Exercise instructions
In the data, extract each line that holds the string "packages".

(Records drawn from a dataset)
----------

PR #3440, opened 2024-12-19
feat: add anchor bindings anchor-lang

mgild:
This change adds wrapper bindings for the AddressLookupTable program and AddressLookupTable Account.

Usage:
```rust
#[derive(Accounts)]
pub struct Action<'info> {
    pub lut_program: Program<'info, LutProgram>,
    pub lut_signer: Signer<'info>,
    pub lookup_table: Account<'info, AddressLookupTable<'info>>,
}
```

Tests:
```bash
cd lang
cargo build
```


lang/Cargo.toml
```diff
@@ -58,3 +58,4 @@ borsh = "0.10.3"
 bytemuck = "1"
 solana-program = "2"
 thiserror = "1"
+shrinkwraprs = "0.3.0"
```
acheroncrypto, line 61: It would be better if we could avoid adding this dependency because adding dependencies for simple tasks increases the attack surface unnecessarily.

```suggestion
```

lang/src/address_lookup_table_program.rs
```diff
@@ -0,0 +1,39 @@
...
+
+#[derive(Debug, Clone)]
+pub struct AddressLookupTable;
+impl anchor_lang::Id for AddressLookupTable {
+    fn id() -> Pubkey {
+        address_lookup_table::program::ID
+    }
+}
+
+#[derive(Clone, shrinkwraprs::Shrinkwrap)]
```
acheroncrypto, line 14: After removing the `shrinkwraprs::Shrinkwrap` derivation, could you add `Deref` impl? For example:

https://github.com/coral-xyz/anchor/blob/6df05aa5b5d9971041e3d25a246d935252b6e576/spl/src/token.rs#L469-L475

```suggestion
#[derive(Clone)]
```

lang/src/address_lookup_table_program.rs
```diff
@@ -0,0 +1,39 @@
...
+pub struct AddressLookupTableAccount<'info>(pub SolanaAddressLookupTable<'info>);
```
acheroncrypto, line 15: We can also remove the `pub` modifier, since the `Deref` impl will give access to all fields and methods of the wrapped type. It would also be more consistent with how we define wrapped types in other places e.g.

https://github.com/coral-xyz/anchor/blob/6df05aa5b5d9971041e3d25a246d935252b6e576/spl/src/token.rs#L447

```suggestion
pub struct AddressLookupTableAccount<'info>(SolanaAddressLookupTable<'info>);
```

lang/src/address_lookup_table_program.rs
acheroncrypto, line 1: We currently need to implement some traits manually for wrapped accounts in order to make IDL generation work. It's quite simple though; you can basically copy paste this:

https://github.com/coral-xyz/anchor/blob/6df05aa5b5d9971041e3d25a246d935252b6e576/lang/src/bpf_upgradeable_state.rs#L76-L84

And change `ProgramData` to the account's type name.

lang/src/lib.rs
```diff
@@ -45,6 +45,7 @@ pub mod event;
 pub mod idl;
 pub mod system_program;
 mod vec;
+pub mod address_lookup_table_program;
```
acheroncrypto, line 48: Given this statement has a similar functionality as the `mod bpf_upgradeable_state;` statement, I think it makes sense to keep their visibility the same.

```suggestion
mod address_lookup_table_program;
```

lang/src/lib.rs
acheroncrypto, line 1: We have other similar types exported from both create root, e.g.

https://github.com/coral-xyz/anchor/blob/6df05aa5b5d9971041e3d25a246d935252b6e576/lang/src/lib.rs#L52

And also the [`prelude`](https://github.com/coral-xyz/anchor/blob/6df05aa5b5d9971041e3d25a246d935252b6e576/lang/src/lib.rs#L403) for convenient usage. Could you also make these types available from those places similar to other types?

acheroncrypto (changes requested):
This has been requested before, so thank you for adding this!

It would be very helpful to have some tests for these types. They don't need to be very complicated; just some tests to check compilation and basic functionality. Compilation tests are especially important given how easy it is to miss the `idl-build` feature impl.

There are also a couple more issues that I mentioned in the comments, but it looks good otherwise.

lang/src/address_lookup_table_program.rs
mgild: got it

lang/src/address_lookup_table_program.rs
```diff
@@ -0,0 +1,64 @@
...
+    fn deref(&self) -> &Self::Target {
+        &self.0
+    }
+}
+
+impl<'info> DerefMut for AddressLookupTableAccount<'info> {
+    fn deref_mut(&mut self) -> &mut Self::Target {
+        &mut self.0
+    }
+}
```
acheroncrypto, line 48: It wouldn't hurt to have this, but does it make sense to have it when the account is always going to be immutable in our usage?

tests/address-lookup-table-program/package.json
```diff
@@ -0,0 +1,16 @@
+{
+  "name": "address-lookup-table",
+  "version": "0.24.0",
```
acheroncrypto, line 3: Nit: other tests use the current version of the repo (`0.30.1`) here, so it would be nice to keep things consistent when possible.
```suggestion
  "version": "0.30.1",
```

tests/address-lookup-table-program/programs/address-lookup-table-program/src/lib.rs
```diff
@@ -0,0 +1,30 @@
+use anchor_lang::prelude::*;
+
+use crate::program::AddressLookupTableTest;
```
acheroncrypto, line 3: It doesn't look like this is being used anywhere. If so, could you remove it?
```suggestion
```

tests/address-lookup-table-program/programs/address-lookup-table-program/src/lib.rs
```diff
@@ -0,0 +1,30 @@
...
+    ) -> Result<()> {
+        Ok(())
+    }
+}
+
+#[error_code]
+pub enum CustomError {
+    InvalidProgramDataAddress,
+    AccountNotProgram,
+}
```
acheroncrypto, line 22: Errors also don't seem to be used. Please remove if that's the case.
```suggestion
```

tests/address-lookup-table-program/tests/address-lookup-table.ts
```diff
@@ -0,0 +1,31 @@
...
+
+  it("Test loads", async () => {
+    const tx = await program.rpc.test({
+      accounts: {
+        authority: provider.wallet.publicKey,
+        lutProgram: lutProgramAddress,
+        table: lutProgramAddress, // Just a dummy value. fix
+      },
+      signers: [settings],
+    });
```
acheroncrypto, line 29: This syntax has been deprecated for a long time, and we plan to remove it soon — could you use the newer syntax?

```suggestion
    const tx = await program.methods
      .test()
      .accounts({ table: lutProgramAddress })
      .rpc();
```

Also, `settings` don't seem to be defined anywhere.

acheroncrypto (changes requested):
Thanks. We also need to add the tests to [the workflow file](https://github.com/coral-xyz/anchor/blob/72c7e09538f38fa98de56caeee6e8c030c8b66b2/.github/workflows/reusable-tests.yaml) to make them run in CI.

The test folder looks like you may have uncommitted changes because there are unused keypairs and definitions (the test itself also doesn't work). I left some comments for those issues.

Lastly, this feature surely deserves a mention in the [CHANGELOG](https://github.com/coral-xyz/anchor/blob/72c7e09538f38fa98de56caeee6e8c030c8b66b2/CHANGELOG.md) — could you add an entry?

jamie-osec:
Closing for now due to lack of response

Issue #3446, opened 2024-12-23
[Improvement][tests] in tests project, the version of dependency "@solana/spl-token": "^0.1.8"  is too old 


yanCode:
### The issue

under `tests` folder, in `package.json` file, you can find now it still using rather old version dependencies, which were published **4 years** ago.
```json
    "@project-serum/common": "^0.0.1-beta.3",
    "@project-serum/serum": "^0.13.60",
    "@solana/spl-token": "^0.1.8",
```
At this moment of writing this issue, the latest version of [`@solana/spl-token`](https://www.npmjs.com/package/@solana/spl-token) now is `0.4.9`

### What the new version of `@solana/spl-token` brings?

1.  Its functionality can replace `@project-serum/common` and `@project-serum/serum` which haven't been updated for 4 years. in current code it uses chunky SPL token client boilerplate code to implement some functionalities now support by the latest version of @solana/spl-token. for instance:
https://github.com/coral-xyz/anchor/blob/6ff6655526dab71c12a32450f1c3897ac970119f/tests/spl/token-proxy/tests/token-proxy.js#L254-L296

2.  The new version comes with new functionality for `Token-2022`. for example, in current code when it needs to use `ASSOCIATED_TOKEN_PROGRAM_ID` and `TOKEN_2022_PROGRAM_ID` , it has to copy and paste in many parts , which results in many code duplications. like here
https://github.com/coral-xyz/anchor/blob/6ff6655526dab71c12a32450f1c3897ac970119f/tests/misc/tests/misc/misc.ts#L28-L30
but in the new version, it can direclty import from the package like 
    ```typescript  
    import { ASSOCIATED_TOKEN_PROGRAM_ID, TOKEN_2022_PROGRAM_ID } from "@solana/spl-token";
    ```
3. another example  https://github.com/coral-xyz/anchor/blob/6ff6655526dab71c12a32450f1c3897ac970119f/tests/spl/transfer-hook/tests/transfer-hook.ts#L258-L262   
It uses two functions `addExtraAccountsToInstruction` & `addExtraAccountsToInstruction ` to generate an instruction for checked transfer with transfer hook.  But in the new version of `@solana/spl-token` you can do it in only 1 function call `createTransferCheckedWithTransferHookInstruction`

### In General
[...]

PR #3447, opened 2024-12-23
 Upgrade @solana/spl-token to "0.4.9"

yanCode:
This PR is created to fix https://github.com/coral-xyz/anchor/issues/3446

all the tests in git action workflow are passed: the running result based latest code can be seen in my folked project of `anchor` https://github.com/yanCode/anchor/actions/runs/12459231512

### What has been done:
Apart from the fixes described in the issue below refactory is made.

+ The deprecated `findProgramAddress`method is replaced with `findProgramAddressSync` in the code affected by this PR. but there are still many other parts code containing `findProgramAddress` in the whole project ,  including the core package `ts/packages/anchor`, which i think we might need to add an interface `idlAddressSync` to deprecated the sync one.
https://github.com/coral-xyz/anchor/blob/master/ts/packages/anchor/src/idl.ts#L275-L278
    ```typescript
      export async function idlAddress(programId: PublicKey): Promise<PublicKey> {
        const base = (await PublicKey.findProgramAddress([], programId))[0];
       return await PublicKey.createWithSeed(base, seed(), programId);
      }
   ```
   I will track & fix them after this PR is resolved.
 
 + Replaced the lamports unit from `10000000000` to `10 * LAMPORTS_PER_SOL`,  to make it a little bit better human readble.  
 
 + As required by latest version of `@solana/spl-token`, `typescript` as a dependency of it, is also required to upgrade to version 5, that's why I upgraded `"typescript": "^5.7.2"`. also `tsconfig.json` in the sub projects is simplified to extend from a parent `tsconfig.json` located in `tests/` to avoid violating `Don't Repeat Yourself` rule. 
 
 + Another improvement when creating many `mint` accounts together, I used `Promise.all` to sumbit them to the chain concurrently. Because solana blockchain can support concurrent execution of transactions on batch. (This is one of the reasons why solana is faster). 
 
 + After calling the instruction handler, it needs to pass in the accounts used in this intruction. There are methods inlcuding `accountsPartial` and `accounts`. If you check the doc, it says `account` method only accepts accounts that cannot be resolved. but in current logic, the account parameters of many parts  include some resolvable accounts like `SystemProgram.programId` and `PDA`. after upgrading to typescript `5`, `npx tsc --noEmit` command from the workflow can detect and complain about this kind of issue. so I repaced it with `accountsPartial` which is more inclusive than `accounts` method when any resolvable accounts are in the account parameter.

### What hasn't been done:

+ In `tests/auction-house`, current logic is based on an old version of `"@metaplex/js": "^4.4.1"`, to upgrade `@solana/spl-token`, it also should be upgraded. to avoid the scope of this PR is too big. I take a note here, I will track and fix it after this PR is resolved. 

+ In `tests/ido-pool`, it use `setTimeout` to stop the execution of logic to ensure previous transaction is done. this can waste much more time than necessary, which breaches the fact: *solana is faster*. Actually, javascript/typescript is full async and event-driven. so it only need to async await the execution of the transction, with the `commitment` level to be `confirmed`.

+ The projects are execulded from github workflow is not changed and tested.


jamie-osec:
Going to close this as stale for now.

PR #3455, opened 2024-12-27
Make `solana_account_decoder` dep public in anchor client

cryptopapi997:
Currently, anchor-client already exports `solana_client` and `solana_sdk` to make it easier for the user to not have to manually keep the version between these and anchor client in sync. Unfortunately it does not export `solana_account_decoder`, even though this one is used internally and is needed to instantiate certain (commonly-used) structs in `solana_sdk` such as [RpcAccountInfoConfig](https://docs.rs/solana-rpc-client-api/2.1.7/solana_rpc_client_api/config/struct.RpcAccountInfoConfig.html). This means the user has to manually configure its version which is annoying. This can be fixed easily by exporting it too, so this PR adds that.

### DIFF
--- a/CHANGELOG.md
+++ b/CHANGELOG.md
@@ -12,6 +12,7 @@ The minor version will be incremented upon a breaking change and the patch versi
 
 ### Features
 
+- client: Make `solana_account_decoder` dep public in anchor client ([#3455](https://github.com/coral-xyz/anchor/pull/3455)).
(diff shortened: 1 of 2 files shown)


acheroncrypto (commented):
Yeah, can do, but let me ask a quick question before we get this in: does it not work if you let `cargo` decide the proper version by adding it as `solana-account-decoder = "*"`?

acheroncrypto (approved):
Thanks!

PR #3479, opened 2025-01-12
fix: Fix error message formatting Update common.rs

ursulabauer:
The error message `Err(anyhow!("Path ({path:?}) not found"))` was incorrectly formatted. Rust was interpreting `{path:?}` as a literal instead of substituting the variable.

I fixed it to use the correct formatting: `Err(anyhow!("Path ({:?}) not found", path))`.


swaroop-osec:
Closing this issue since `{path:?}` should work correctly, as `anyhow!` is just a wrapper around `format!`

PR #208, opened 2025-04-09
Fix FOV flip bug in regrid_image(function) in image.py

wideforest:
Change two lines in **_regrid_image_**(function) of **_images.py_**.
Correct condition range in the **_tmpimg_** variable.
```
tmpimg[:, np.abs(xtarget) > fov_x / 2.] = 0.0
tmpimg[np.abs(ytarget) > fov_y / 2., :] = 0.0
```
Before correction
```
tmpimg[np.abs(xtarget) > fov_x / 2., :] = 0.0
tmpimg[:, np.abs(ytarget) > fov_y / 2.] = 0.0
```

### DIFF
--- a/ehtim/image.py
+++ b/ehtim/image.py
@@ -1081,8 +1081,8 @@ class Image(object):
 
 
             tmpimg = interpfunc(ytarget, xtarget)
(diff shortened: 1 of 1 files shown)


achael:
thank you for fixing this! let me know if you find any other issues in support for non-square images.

----------

Reply
+ The deprecated `findProgramAddress`method is replaced with `findProgramAddressSync` in the code affected by this PR. but there are still many other parts code containing `findProgramAddress` in the whole project ,  including the core package `ts/packages/anchor`, which i think we might need to add an interface `idlAddressSync` to deprecated the sync one.
https://github.com/coral-xyz/anchor/blob/master/ts/packages/anchor/src/idl.ts#L275-L278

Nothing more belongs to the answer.